One of Davids favorite quotes ( which i think is so very true, because if it wasn't for my family and friends [when dealing with my PTSD from the military] sticking by my side i dont know where I'd be today, because of David pushing me towards the dream I had I am finally happy in my job, which is my photography, New York has bought my art from my website and all, Thank you baby), David's favorite quote..“I'm selfish, impatient and a little insecure. I make mistakes, I am out of control and at times hard to handle. But if you can't handle me at my worst, then you sure as hell don't deserve me at my best.”
― Marilyn MonroeHe helped me get passed my self doubt. He will always be right there by my side because his words are there still in my ear.
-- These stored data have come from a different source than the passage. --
PR #405, opened 2026-07-15
Port SONIC deploy actor from Keras to paz style

oarriaga:
## Why

The SONIC humanoid whole-body-control actor (three encoder branches with an
FSQ-quantizer bottleneck, feeding a decoder MLP) was implemented as a Keras
port in `gear_sonic/keras` (GR00T-WholeBodyControl), independent of paz's
conventions. This brings that architecture and its ONNX weight-import
tooling into paz as `paz/models/foundation/sonic`.

## What changed

- `layout.py`: `SonicObservationLayout` / `EncoderModeLayout` /
  `ObservationSpan` as namedtuples with `compute_*`/`find_*` helper
  functions, replacing the original's dataclass properties/methods.
  `load_release_observation_layout` parses the release YAML unchanged.
- `model.py`: `build_sonic_encoder` / `build_sonic_decoder` /
  `build_sonic_actor` plus the FSQ/dense-stack/mode-routing helpers,
  restyled but behaviorally identical to the original. FSQ hyperparameters
  are now a named `FSQArgs` tuple instead of an anonymous 6-tuple.
- `conversion.py`: imports the released ONNX weights into the ported Keras
  models via the same regex-based layer-name matching as the original
  (encoder kernels transposed, decoder kernels not - that asymmetry is
  intentional and preserved). Includes a CLI (`main()`) that writes a
  complete asset bundle (both weight files plus `observation_config.yaml`).
- `pretrained.py`: `Sonic(weights="pretrained")` follows the same
  `keras.utils.get_file` download pattern as `Gemma4`/`Whisper`. The
  converted weights are not uploaded to `altamira-data` yet - see the
  module docstring; publishing them is a follow-up decision, not part of
  this PR.
- Registered `Sonic` in `paz/models/__init__.py`.

## Verification

- `pytest paz/models/foundation/sonic/` -> 17 passed, 2 skipped.
- The 2 skipped tests are an opt-in numeric-parity check (gated by
  `SONIC_RELEASE_DIR`) against the real released ONNX files. Run locally
  against those assets: encoder output matches ONNX Runtime exactly (max
  abs diff 0.0) across all three modes (g1/teleop/smpl); decoder matches
  within 1e-5, consistent with the tolerances already validated in the
  source repo.
- `pyflakes` clean on all new files.
- `/code-review` at medium effort found and fixed 4 issues: the conversion
  CLI's output bundle was missing `observation_config.yaml`, a
  hanging-parenthesis FSQ signature/anonymous tuple, duplicated test
  fixtures across two test files, and a `conftest.py` convention drift
  from the sibling `gemma4` package.

### DIFF
--- a/paz/models/foundation/sonic/conversion.py
+++ b/paz/models/foundation/sonic/conversion.py
@@ -1,0 +1,122 @@
+"""Import released SONIC ONNX weights into the ported Keras models."""
+
+from argparse import ArgumentParser
+from pathlib import Path
+import re
+import shutil
+
+import onnx
+from onnx import numpy_helper
+
+from paz.models.foundation.sonic.layout import compute_decoder_input_dim
+from paz.models.foundation.sonic.layout import compute_encoder_input_dim
+from paz.models.foundation.sonic.layout import load_release_observation_layout
+from paz.models.foundation.sonic.model import build_sonic_actor
+from paz.models.foundation.sonic.model import build_sonic_decoder
+from paz.models.foundation.sonic.model import build_sonic_encoder
+
+_ENCODER_BRANCH_PATTERN = re.compile(
+    r"^module\.encoders\.(?P<branch>[^.]+)\.module\.(?P<layer>\d+)"
+    r"\.(?P<kind>weight|bias)$")
+_DECODER_NODE_PATTERN = re.compile(
+    r"^/g1_dyn/module/module\.(?P<layer>\d+)/MatMul$")
+
+
+def port_sonic_weights(layout, encoder_onnx_path, decoder_onnx_path):
+    encoder = build_sonic_encoder(layout)
+    decoder = build_sonic_decoder(layout)
+    check_input_dim(encoder, compute_encoder_input_dim(layout), "encoder")
+    check_input_dim(decoder, compute_decoder_input_dim(layout), "decoder")
+    apply_encoder_weights(encoder, load_onnx_model(encoder_onnx_path))
+    apply_decoder_weights(decoder, load_onnx_model(decoder_onnx_path))
+    actor = build_sonic_actor(layout, encoder, decoder)
+    return encoder, decoder, actor
+
+
+def check_input_dim(model, expected_dim, name):
+    input_dim = model.input_shape[-1]
+    if input_dim != expected_dim:
+        raise ValueError(
+            f"{name} input mismatch: expected {expected_dim}, got "
+            f"{input_dim}")
+
+
+def load_onnx_model(model_path):
+    return onnx.load(str(model_path))
+
+
+def load_onnx_initializers(model):
+    return {tensor.name: numpy_helper.to_array(tensor)
+            for tensor in model.graph.initializer}
+
+
+def apply_encoder_weights(encoder, encoder_onnx):
+    initializers = load_onnx_initializers(encoder_onnx)
+    for name, value in initializers.items():
+        match = _ENCODER_BRANCH_PATTERN.match(name)
+        if match is None:
+            continue
+        branch, layer = match.group("branch"), match.group("layer")
+        layer_name = f"{branch}_module_{layer}"
+        set_dense_weight(encoder.get_layer(layer_name), match.group("kind"),
+                          value)
+
+
+def set_dense_weight(layer, kind, value):
+    kernel, bias = layer.get_weights()
+    if kind == "weight":
+        kernel = value.transpose(1, 0)
+    else:
+        bias = value
+    layer.set_weights([kernel, bias])
+
+
+def apply_decoder_weights(decoder, decoder_onnx):
+    initializers = load_onnx_initializers(decoder_onnx)
+    kernel_names = find_decoder_kernel_names(decoder_onnx)
+    for layer_id, kernel_name in kernel_names.items():
+        layer = decoder.get_layer(f"g1_dyn_module_{layer_id}")
+        bias_name = f"module.decoders.g1_dyn.module.{layer_id}.bias"
+        layer.set_weights(
+            [initializers[kernel_name], initializers[bias_name]])
+
+
+def find_decoder_kernel_names(decoder_onnx):
+    kernel_names = {}
+    for node in decoder_onnx.graph.node:
+        match = _DECODER_NODE_PATTERN.match(node.name)
+        if match is not None:
+            kernel_names[int(match.group("layer"))] = node.input[1]
+    return kernel_names
+
+
+def save_ported_weights(encoder, decoder, obs_config_path, output_dir):
+    output_dir = Path(output_dir)
+    output_dir.mkdir(parents=True, exist_ok=True)
+    encoder.save_weights(output_dir / "sonic_encoder.weights.h5")
+    decoder.save_weights(output_dir / "sonic_decoder.weights.h5")
+    shutil.copy(obs_config_path, output_dir / "observation_config.yaml")
+    return output_dir
+
+
+def build_argument_parser():
+    parser = ArgumentParser()
+    parser.add_argument("--obs_config", required=True)
+    parser.add_argument("--encoder_onnx", required=True)
+    parser.add_argument("--decoder_onnx", required=True)
+    parser.add_argument("--output_dir", default="~/.keras/paz/models/sonic")
+    return parser
+
+
+def main():
+    args = build_argument_parser().parse_args()
+    layout = load_release_observation_layout(args.obs_config)
+    encoder, decoder, _ = port_sonic_weights(
+        layout, args.encoder_onnx, args.decoder_onnx)
+    output_dir = save_ported_weights(
+        encoder, decoder, args.obs_config, Path(args.output_dir).expanduser())
+    print(f"Saved ported SONIC weights to {output_dir}")
+
+
+if __name__ == "__main__":
+    main()
--- a/paz/models/foundation/sonic/conversion.py
+++ b/paz/models/foundation/sonic/conversion.py
@@ -35,9 +35,7 @@ def port_weights(layout, encoder_onnx_path, decoder_onnx_path):
 def check_input_dim(model, expected_dim, name):
     input_dim = model.input_shape[-1]
     if input_dim != expected_dim:
-        raise ValueError(
-            f"{name} input mismatch: expected {expected_dim}, got "
-            f"{input_dim}")
+        raise ValueError(f"{name} dim mismatch: {input_dim} != {expected_dim}")
 
 
 def load_onnx_model(model_path):
@@ -45,8 +43,10 @@ def load_onnx_model(model_path):
 
 
 def load_onnx_initializers(model):
-    return {tensor.name: numpy_helper.to_array(tensor)
-            for tensor in model.graph.initializer}
+    initializers = {}
+    for tensor in model.graph.initializer:
+        initializers[tensor.name] = numpy_helper.to_array(tensor)
+    return initializers
 
 
 def apply_encoder_weights(encoder, encoder_onnx):
@@ -55,10 +55,11 @@ def apply_encoder_weights(encoder, encoder_onnx):
         match = _ENCODER_BRANCH_PATTERN.match(name)
         if match is None:
             continue
-        branch, layer = match.group("branch"), match.group("layer")
-        layer_name = f"{branch}_module_{layer}"
-        set_dense_weight(encoder.get_layer(layer_name), match.group("kind"),
-                          value)
+        branch, layer_id = match.group("branch"), match.group("layer")
+        layer_name = f"{branch}_module_{layer_id}"
+        layer = encoder.get_layer(layer_name)
+        kind = match.group("kind")
+        set_dense_weight(layer, kind, value)
 
 
 def set_dense_weight(layer, kind, value):
@@ -76,8 +77,8 @@ def apply_decoder_weights(decoder, decoder_onnx):
     for layer_id, kernel_name in kernel_names.items():
         layer = decoder.get_layer(f"g1_dyn_module_{layer_id}")
         bias_name = f"module.decoders.g1_dyn.module.{layer_id}.bias"
-        layer.set_weights(
-            [initializers[kernel_name], initializers[bias_name]])
+        weights = [initializers[kernel_name], initializers[bias_name]]
+        layer.set_weights(weights)
 
 
 def find_decoder_kernel_names(decoder_onnx):
@@ -109,10 +110,10 @@ def build_argument_parser():
 def main():
     args = build_argument_parser().parse_args()
     layout = load_release_observation_layout(args.obs_config)
-    encoder, decoder, _ = port_weights(
-        layout, args.encoder_onnx, args.decoder_onnx)
-    output_dir = save_ported_weights(
-        encoder, decoder, Path(args.output_dir).expanduser())
+    encoder_onnx, decoder_onnx = args.encoder_onnx, args.decoder_onnx
+    encoder, decoder, _ = port_weights(layout, encoder_onnx, decoder_onnx)
+    output_dir = Path(args.output_dir).expanduser()
+    output_dir = save_ported_weights(encoder, decoder, output_dir)
     print(f"Saved ported SONIC weights to {output_dir}")
 
 
--- a/paz/models/foundation/sonic/conversion.py
+++ b/paz/models/foundation/sonic/conversion.py
@@ -11,9 +11,9 @@ from onnx import numpy_helper
 from paz.models.foundation.sonic.layout import compute_decoder_input_dim
 from paz.models.foundation.sonic.layout import compute_encoder_input_dim
 from paz.models.foundation.sonic.layout import load_release_observation_layout
-from paz.models.foundation.sonic.model import build_sonic_actor
-from paz.models.foundation.sonic.model import build_sonic_decoder
-from paz.models.foundation.sonic.model import build_sonic_encoder
+from paz.models.foundation.sonic.model import build_actor
+from paz.models.foundation.sonic.model import build_decoder
+from paz.models.foundation.sonic.model import build_encoder
 
 _ENCODER_BRANCH_PATTERN = re.compile(
     r"^module\.encoders\.(?P<branch>[^.]+)\.module\.(?P<layer>\d+)"
@@ -22,14 +22,14 @@ _DECODER_NODE_PATTERN = re.compile(
     r"^/g1_dyn/module/module\.(?P<layer>\d+)/MatMul$")
 
 
-def port_sonic_weights(layout, encoder_onnx_path, decoder_onnx_path):
-    encoder = build_sonic_encoder(layout)
-    decoder = build_sonic_decoder(layout)
+def port_weights(layout, encoder_onnx_path, decoder_onnx_path):
+    encoder = build_encoder(layout)
+    decoder = build_decoder(layout)
     check_input_dim(encoder, compute_encoder_input_dim(layout), "encoder")
     check_input_dim(decoder, compute_decoder_input_dim(layout), "decoder")
     apply_encoder_weights(encoder, load_onnx_model(encoder_onnx_path))
     apply_decoder_weights(decoder, load_onnx_model(decoder_onnx_path))
-    actor = build_sonic_actor(layout, encoder, decoder)
+    actor = build_actor(layout, encoder, decoder)
     return encoder, decoder, actor
 
 
@@ -111,7 +111,7 @@ def build_argument_parser():
 def main():
     args = build_argument_parser().parse_args()
     layout = load_release_observation_layout(args.obs_config)
-    encoder, decoder, _ = port_sonic_weights(
+    encoder, decoder, _ = port_weights(
         layout, args.encoder_onnx, args.decoder_onnx)
     output_dir = save_ported_weights(
         encoder, decoder, args.obs_config, Path(args.output_dir).expanduser())
--- a/paz/models/foundation/sonic/conversion.py
+++ b/paz/models/foundation/sonic/conversion.py
@@ -3,7 +3,6 @@
 from argparse import ArgumentParser
 from pathlib import Path
 import re
-import shutil
 
 import onnx
 from onnx import numpy_helper
@@ -90,12 +89,11 @@ def find_decoder_kernel_names(decoder_onnx):
     return kernel_names
 
 
-def save_ported_weights(encoder, decoder, obs_config_path, output_dir):
+def save_ported_weights(encoder, decoder, output_dir):
     output_dir = Path(output_dir)
     output_dir.mkdir(parents=True, exist_ok=True)
     encoder.save_weights(output_dir / "sonic_encoder.weights.h5")
     decoder.save_weights(output_dir / "sonic_decoder.weights.h5")
-    shutil.copy(obs_config_path, output_dir / "observation_config.yaml")
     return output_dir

There were Presents for all!

December 31, 2011

Brian and I, and, Sammy our Dog, drove from California to spend Christmas in Memphis a few years ago. We normally didn't exchange gifts but David had gone shopping and bought gifts for everyone in the family and wrapped them all himself, then played Santa, which he enjoyed more than us.  This was just one way he showed he was a kind and careing young man.

I loved David since the first time I saw him and he will always have a special place in my heart.

I am so glad he made the trip to Northern California to see us 2 years ago.

It was my pleasure being his aunt and I will miss him so very much.